● **Activity**:
State how many lines below hold the word "survey". Give that number and no other text.
______
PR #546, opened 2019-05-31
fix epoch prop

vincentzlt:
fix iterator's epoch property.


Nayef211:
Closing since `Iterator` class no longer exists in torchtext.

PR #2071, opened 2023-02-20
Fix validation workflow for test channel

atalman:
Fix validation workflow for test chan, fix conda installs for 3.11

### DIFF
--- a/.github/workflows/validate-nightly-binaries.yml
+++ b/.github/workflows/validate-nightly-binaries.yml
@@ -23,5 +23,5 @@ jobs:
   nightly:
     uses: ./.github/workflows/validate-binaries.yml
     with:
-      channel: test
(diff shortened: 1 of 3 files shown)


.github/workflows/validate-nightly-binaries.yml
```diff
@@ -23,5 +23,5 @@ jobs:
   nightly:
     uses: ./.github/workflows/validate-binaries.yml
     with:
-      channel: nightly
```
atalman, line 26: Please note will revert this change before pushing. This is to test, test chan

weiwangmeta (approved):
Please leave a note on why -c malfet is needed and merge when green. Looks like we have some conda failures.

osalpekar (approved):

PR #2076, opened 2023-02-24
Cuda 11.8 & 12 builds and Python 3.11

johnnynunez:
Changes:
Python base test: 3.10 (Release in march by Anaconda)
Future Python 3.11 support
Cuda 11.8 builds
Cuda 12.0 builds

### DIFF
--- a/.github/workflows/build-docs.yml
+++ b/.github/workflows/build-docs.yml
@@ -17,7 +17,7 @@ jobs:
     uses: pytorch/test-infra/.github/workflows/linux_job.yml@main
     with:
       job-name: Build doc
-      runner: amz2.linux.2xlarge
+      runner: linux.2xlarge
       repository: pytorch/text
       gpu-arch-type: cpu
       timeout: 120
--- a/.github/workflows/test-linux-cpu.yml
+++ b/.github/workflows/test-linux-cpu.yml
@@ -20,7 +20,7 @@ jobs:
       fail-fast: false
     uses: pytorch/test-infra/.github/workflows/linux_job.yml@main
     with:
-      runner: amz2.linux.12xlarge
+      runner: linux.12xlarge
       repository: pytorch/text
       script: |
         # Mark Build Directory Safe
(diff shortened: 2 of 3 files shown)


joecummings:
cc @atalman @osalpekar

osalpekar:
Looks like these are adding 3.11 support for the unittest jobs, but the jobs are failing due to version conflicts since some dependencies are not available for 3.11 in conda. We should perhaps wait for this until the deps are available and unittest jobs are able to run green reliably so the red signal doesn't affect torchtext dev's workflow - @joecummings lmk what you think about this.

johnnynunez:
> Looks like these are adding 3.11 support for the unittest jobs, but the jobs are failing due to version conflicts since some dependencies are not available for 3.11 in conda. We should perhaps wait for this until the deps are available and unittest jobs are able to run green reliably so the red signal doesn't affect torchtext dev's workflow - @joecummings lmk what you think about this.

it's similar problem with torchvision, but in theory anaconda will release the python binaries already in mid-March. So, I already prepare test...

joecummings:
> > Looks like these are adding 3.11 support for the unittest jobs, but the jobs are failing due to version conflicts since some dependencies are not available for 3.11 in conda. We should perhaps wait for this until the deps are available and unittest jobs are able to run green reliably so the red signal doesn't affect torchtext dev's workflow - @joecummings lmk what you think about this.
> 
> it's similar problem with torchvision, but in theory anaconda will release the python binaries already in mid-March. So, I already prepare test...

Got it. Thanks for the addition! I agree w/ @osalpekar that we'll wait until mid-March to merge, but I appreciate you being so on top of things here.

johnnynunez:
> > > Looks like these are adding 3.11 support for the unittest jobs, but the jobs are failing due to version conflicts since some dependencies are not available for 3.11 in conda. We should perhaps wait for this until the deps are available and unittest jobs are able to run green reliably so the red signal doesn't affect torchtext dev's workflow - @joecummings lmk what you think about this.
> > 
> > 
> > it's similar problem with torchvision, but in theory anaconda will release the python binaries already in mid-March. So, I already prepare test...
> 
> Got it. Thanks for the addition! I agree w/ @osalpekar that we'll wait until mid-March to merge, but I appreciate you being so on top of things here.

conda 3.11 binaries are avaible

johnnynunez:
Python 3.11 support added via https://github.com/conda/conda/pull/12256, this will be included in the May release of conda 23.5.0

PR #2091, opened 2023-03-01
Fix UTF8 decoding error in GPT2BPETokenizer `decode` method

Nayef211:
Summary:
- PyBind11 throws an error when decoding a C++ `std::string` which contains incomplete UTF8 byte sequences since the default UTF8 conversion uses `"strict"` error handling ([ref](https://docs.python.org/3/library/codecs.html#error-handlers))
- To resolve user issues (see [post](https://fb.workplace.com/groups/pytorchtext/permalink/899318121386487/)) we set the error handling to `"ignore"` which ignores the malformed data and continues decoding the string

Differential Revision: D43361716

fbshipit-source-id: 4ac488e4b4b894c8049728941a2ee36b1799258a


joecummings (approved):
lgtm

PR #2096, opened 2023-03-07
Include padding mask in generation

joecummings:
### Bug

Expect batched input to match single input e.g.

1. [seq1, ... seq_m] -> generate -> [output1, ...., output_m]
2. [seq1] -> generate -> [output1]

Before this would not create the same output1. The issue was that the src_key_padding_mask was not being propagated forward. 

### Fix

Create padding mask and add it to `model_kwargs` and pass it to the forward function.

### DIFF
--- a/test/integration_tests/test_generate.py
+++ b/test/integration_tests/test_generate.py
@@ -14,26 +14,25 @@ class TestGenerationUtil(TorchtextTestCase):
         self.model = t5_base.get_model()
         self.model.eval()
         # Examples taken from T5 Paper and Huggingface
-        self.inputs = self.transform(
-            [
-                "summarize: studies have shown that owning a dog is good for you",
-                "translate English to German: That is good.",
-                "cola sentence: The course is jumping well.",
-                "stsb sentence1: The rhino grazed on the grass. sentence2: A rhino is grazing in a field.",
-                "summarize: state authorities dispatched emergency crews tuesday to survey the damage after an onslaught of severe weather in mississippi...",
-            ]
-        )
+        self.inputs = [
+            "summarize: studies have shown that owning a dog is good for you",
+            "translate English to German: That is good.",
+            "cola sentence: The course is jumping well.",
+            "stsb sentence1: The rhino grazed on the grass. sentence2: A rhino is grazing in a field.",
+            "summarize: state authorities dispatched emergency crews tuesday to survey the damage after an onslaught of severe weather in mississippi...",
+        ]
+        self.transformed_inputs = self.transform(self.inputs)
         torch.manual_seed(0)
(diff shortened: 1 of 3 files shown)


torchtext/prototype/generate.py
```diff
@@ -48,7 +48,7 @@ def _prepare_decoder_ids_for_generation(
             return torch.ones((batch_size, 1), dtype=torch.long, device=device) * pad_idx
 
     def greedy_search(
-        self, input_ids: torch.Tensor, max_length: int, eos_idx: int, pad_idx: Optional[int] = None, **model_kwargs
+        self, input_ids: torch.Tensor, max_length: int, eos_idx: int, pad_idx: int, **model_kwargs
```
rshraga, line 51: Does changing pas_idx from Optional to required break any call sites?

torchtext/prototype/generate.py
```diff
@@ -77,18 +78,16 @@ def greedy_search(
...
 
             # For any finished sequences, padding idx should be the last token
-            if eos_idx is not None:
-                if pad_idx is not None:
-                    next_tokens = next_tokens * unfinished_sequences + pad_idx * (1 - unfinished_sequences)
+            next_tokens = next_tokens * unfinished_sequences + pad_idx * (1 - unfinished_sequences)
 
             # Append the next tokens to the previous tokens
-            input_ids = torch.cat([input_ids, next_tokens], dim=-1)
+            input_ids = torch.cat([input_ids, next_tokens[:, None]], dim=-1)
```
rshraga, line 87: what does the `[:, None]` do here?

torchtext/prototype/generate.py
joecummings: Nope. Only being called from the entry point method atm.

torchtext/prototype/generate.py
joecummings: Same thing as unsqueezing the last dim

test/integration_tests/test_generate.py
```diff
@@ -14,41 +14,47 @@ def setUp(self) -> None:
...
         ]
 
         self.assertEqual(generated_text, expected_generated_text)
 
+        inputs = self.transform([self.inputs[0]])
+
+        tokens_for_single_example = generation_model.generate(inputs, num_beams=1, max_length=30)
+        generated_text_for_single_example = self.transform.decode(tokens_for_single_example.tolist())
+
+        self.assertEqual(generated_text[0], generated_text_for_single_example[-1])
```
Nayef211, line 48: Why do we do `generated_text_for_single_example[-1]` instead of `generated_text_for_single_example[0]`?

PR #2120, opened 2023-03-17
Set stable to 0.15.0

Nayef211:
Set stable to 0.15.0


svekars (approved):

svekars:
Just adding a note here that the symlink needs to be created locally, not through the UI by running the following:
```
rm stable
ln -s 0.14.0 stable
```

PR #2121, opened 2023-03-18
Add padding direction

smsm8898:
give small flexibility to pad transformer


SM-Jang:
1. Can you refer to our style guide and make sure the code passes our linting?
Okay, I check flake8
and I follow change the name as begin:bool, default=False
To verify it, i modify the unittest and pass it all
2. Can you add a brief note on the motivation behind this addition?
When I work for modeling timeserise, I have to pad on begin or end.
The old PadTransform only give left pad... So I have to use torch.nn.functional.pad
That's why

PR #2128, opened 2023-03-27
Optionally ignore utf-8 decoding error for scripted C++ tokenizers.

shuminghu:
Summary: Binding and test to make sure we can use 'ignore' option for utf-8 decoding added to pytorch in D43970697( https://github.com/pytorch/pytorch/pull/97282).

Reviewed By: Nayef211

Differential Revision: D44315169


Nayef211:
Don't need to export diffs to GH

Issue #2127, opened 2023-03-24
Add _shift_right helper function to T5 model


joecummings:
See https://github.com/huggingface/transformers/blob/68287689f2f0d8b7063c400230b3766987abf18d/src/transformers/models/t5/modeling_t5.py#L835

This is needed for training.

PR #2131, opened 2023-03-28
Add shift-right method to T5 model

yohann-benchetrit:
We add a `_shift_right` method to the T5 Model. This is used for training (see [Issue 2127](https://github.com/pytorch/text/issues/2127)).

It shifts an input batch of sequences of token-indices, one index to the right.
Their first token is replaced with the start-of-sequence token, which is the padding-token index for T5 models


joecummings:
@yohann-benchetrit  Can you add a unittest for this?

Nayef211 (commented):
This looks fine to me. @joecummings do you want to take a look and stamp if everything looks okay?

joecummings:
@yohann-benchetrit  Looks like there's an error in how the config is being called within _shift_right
______
● **Exercise solution**:
2